Copy out the data line by line exactly, from its start to the line bearing "Fix language selector issue", inclusive.

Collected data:

[Start of Attachment]

Issue #22539, opened 2020-07-16
Issue with k8s.io/docs/home/


ys199210:
Kubernetes website does not respond to language change

tengqm:
This is because .... we are not using the cached jquery script. We are downloading from code.jquery.com which is sometimes blocked from China.

PR #22577, opened 2020-07-18
Fix language selector issue

tengqm:
The language selector is not working. We are getting ERR_CONNECTION_CLOSED
when fetching jquery-3.3.1.min.js from code.jquery.com. The failure of
jquery is breaking other scripts such as jquery-ui-1.12.1.min.js,
script.js, bootstrap.min.js etc.

This PR changes the head partial to use cached version of
jquery-3.3.1.min.js in hope we fix the language selector issue and
possibly other relate problems.

closes: #22539

### DIFF
--- a/layouts/partials/head.html
+++ b/layouts/partials/head.html
@@ -34,7 +34,7 @@
 {{ end }}
 {{ partialCached "head-css.html" . "asdf" }}
 <script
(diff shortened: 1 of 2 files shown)


sftim:
Works for me.
/approve

PR #22311, opened 2020-07-04
Remove /static/js/anchor-4.1.1-min.js

sabazubair:
**Description:** The following PR completes #22040 and serves as my first contribution to an open source project. 🎉  I removed anchor-4.1.1-min.js from /static/js/anchor-4.1.1-min.js, not /scripts/js/anchor-4.1.1-min.js as no such file exists in /scripts. Then, I removed the corresponding call in /layouts/partial/head.html.

**Help Needed:** I was not able to preview my changes locally. After installing Hugo, I ran into a "socket too many files open" error. I learned how to check and change maxfiles and maxfileperproc (using this site: https://krypted.com/mac-os-x/maximum-files-in-mac-os-x/) but I felt uncomfortable making a permanent change without fully understanding what the side-effects would be (if there are any at all). If you could please suggest how I may go about solving this error, I would appreciate it, as I feel I'll run into it again. Thank you.

PR #22578, opened 2020-07-18
Remove customization of 'anchors'

tengqm:
The AnchorsJS module has been killed recently in #22311 prematurely. Now we don't
have a global variable 'anchors' to customize. This PR removes the related code
in script.js in hope everything else is still working correctly.

### DIFF
--- a/static/js/script.js
+++ b/static/js/script.js
@@ -1,11 +1,3 @@
-function addAnchorTags() {
-  anchors.options = {
-    visible: 'touch'
-  }
-
-  anchors.add('#docsContent h2, #docsContent h3, #docsContent h4, #docsContent h5, #docsContent h6');
-}
-
 //modal close button
 (function(){
     //π.modalCloseButton = function(closingFunction){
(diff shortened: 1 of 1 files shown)


kbhawkey:
Yes, noticed this too. Is `#docsContent` found in the stylesheets or templates?
Guessing this function would have worked if changed to `td-content`.

tengqm:
@kbhawkey I don't think changing the parameters will fix the issue. The real issue is that `anchors` is not defined.

kbhawkey:
> @kbhawkey I don't think changing the parameters will fix the issue. The real issue is that `anchors` is not defined.

Yes, I agree that `anchors` is not defined (the library was removed). I was pointing out that when the
theme was added the anchors did not work. The `addAnchorTags` function may have worked if this script was updated.
If the AnchorsJS library does not offer any functionality over the basic anchor.js script provided by the theme than it makes
sense to remove this call.

kbhawkey:
As the library was removed, it makes sense to go ahead with this.
However, the Docsy theme script, `anchor.js`, marks anchors on any HTML
heading in a page, levels 1-6. The original Kubernetes docs `addAnchorTags()` function in `script.js`
adds anchors for levels H2-H6. Typically, a content page reserves level H1 headings for the title.
I expect there are some pages that include an H1 heading in the page body (blog pages).
For example, see page, https://deploy-preview-22578--kubernetes-io-master-staging.netlify.app/blog/2020/06/30/sig-windows-spotlight-2020/, as an example. This page should be cleaned up.

kbhawkey:
Just logged issue #22817.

[End of Attachment]

## Task output
Issue #22539, opened 2020-07-16
Issue with k8s.io/docs/home/


ys199210:
Kubernetes website does not respond to language change

tengqm:
This is because .... we are not using the cached jquery script. We are downloading from code.jquery.com which is sometimes blocked from China.

PR #22577, opened 2020-07-18
Fix language selector issue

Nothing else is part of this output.